Когда я вышел из здания полиции и направился пешком домой (благо недалеко), то, прокручивая в голове этот «расстрельный список», изо всех сил заставлял себя думать о безвинно пострадавшей стороне – об Анютке. Я не только напоминал себе, что именно по моей вине она коротает ночь в одиночестве, в холодной постели, но и убеждал себя продумать достойное объяснение своего нового «увлекательного», да еще столь позднего приключения. Но как же мне было тяжело: я никак не мог справиться с памятью, что неудержимой и своенравной волной затягивала меня в свою глубину. И в какой-то момент, я даже не заметил, как поддавшись ей, точно по волшебству, я вдруг опять оказался под сенью каштанов. Я увидел почти исчезнувшие солнечные лучи (они слились в один затухающий вечерний свет), себя, стоящим на коленях перед трупом Мастера и услышал парализующий меня чудовищный крик.
Кошмарный вопль звучал по нарастающей и нес в своей основе что-то такое, от чего мое самообладание съежилось и попыталось забиться в глубь души.
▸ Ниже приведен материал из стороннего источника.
PR #172, opened 2023-03-16
style: button card

peterpeterparker:
# Motivation

New style for "button card".

# Note

PR also bump version of gix-cmp to release after merge.

# Changes

- new style `button.card`
- few variable refactored to become global, notably card border size
- grid height set to `1fr` to be consistent

# Screenshots

Capture d’écran 2023-03-16 à 08 32 48
Capture d’écran 2023-03-16 à 08 32 49
Capture d’écran 2023-03-16 à 08 32 54
Capture d’écran 2023-03-16 à 08 32 55

### DIFF
--- a/src/lib/styles/global/button.scss
+++ b/src/lib/styles/global/button.scss
@@ -78,12 +78,14 @@ button {
     }
   }
 
+  --primary-background: linear-gradient(
+    80.26deg,
+    var(--primary) 4.98%,
+    var(--secondary) 90.33%
+  );
+
   &.primary {
-    background: linear-gradient(
-      80.26deg,
-      var(--primary) 4.98%,
-      var(--secondary) 90.33%
-    );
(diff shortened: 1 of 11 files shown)


src/lib/styles/global/button.scss
```diff
@@ -132,4 +134,44 @@ button {
       filter: contrast(1.25);
     }
   }
+
+  &.card {
```
lmuntaner, line 138: Stupid question, but where's the background?

Shouldn't there be a place that sets background to `transparent` when not focus, nor active, no hover?

lmuntaner (approved):
I added a question, but so far lgtm and I'm approving. Thanks!

src/lib/styles/global/button.scss
peterpeterparker: Default = no background = transparent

Достигнув апогея, крик обрывался и через мгновение возникал снова.
Преодолевая охватившую меня скованность, я поднялся на ноги и повернулся в сторону, откуда слышался вопль. На мгновение возникла тишина, затем крик повторился опять, и из зарослей кустов, метрах в ста от меня, выскочил… человек?
Человек! В светлом балахоне с капюшоном, скрывающем голову, он рывками бежал вперед и молотил руками воздух, точно отмахивался от преследующей его орды ос.
Лишь только я убедился в человеческой природе кошмарного вопля, как почти предавшее меня самообладание поспешило вернуться. За долю секунды я не только решил, что под балахоном скрывается мужчина (возможно, тембр голоса тому поспособствовал), но и успел удивиться – чего же он так орет?
Меж тем события разворачивались с невероятной быстротой. Балахонщик метался по краю огромной лужайки, отделяющей каштаны со скамейкой от лесистой части парка, и, судя по хаотичным, рваным и непонятным движениям, пребывал в совершенно неадекватном состоянии. Иногда он забегал за деревья, потом опять возвращался на простор лужайки и, не прекращая орать, махал руками.
Аккуратно, стараясь не наступать на залитую кровью траву, я вышел за пределы кровавого круга и, подгоняемый обострившимся любопытством, осторожно двинулся навстречу вопящему субъекту. Между нами оставалось, наверное, метров пятьдесят, когда человек описал по лужайке дугу и в очередной раз устремился к посадкам.
Случайно или нет, но перед ним оказалось самое здоровенное древо, и человек со всего маху, едва ли не ускорившись перед этим, врезался в него. Послышался глухой звук удара, тело в балахоне словно спружинило от ствола, отлетело в сторону и упало на землю. Поляну и окрестности тут же накрыло почти вещественной тишиной.